MultiVectorBiEncoderConfig

class lightning_ir.bi_encoder.bi_encoder_config.MultiVectorBiEncoderConfig(query_length: int | None = 32, doc_length: int | None = 512, similarity_function: 'cosine' | 'dot' = 'dot', normalization: 'l2' | None = None, sparsification: None | 'relu' | 'relu_log' | 'relu_2xlog' = None, add_marker_tokens: bool = False, query_mask_scoring_tokens: Sequence[str] | 'punctuation' | None = None, doc_mask_scoring_tokens: Sequence[str] | 'punctuation' | None = None, query_aggregation_function: 'sum' | 'mean' | 'max' = 'sum', doc_aggregation_function: 'sum' | 'mean' | 'max' = 'max', **kwargs)[source]

Bases: BiEncoderConfig

Configuration class for a multi-vector bi-encoder model.

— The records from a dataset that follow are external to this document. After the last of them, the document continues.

PR #60, opened 2021-09-22
Feature/binary

### LINKED ISSUE #30: Write binary Simularium files

blairlyons:
Problem
=======
SimulariumIO only outputs the JSON version of .simularium format, it would be nice to also output binary.
closes #30 

Solution
========
Split file writing functionality from `TrajectoryConverter` into a few writer objects, including abstract base `Writer`, `JSONWriter`, and `BinaryWriter`. Each of those implements `Writer.save()`, which replaces the old `TrajectoryConverter.write_external_JSON()`. The old `TrajectoryConverter.write_JSON()` functions are replaced with `TrajectoryConverter.save()` which uses the writers and defaults to writing binary (but can set `binary=False` to write JSON).

**Note** this changes the `TrajectoryConverter` API, renaming `write_JSON()` to `save()` and removing `write_external_JSON()`. There's also a new module `writers`.

**Note** Production simularium.allencell.org needs updates that are currently on staging before this PR can be merged

## Type of change

Change summary:
---------------
* move JSON writing to `Writer` and `JsonWriter`
* add `BinaryWriter` to write to binary format
* split binary files so they don't exceed size limit by bytes
* update `TrajectoryConverter` functions
* add tests that check the float values in the buffer before writing binary are correct
* update tests and docs
* update jupyter notebook examples
* add spec to the file format for binary
* update binary writing to match new spec

Keyfiles:
-----------------------
I tried to comment on the diff too to make this easier to review.

1. file_format.md - updated spec to include binary files
2. simulariumio/__init__.py - added `writers` to main API
3. simulariumio/constants.py - added constants for binary format
4. simulariumio/trajectory_converter.py - moved `_read_trajectory_data()` to `JsonWriter.format_trajectory_data()` and moved part of `_get_spatial_bundle_data_subpoints()` to `Writer._get_frame_buffer()` so it can also be used by `BinaryWriter`. Updated `to_JSON()` to use `JsonWriter`, changed `write_JSON()` to `save(binary=True)`, and removed `write_external_JSON()` since that's now handled by `JsonWriter.save()`.
5. simulariumio/writers/binary_chunk.py - added this object to store info about a chunk of data that will be saved to binary, which allows the trajectory to be split into multiple files if the data is too large
6. simulariumio/writers/binary_values.py - added this object to store values to be saved in binary and their corresponding format strings
7. simulariumio/writers/binary_writer.py - format data and save as binary in `save()`
8. simulariumio/writers/json_writer.py - moved `TrajectoryData` reading and JSON writing from `TrajectoryConverter` here, except moved parts of the old `TrajectoryConverter._read_trajectory_data()` to `Writer` in order to reuse it for writing binary.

__init__(query_length: int | None = 32, doc_length: int | None = 512, similarity_function: 'cosine' | 'dot' = 'dot', normalization: 'l2' | None = None, sparsification: None | 'relu' | 'relu_log' | 'relu_2xlog' = None, add_marker_tokens: bool = False, query_mask_scoring_tokens: Sequence[str] | 'punctuation' | None = None, doc_mask_scoring_tokens: Sequence[str] | 'punctuation' | None = None, query_aggregation_function: 'sum' | 'mean' | 'max' = 'sum', doc_aggregation_function: 'sum' | 'mean' | 'max' = 'max', **kwargs)[source]

A multi-vector bi-encoder model keeps the representation of all tokens in query or document and computes a relevance score by aggregating the similarities of query-document token pairs. Optionally, some tokens can be masked out during scoring.

Parameters:
  • query_length (int | None) – Maximum number of tokens per query. If None does not truncate. Defaults to 32.

  • doc_length (int | None) – Maximum number of tokens per document. If None does not truncate. Defaults to 512.

  • similarity_function (Literal['cosine', 'dot']) – Similarity function to compute scores between query and document embeddings. Defaults to “dot”.

  • normalization (Literal['l2'] | None) – Whether to normalize query and document embeddings. Defaults to None.

  • sparsification (Literal['relu', 'relu_log', 'relu_2xlog'] | None) – Whether and which sparsification function to apply. Defaults to None.

  • add_marker_tokens (bool) – Whether to prepend extra marker tokens [Q] / [D] to queries / documents. Defaults to False.

  • query_mask_scoring_tokens (Sequence[str] | Literal['punctuation'] | None) – Whether and which query tokens to ignore during scoring. Defaults to None.

  • doc_mask_scoring_tokens (Sequence[str] | Literal['punctuation'] | None) – Whether and which document tokens to ignore during scoring. Defaults to None.

  • query_aggregation_function (Literal['sum', 'mean', 'max']) – How to aggregate similarity scores over query tokens. Defaults to “sum”.

  • doc_aggregation_function (Literal['sum', 'mean', 'max']) – How to aggregate similarity scores over doc tokens. Defaults to “max”.

Methods

__init__([query_length, doc_length, ...])

A multi-vector bi-encoder model keeps the representation of all tokens in query or document and computes a relevance score by aggregating the similarities of query-document token pairs.

Attributes

model_type

Model type for multi-vector bi-encoder models.

model_type: str = 'multi-vector-bi-encoder'

Model type for multi-vector bi-encoder models.